Input for this task -
********************
PR #648, opened 2020-11-13
Provide annotations to suppress exceptions when using API clients

JoergSiebahn:
We realized, that client errors are handled in only two ways very often:

- some errors are mitigated in the same way, weather it is a 404 or a 403
- all other errors are rethrown to produce a 500 for the caller

Therefore we wrote a lot of code to catch, verify and handle exceptions.
This code can be avoided with the new suppression annotations.
Consumers may still handle exceptions for technical reasons, e.g. do a retry on connection errors, but use the suppression feature for business implementation if for example 404 is an expected result.

### DIFF
--- a/sda-commons-client-jersey/README.md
********************
How to complete this task - The line containing "- some errors" and all lines after it, through the end of the entries above, are to be returned exactly and alone.

Exercise response -
- some errors are mitigated in the same way, weather it is a 404 or a 403
- all other errors are rethrown to produce a 500 for the caller

Therefore we wrote a lot of code to catch, verify and handle exceptions.
This code can be avoided with the new suppression annotations.
Consumers may still handle exceptions for technical reasons, e.g. do a retry on connection errors, but use the suppression feature for business implementation if for example 404 is an expected result.

### DIFF
--- a/sda-commons-client-jersey/README.md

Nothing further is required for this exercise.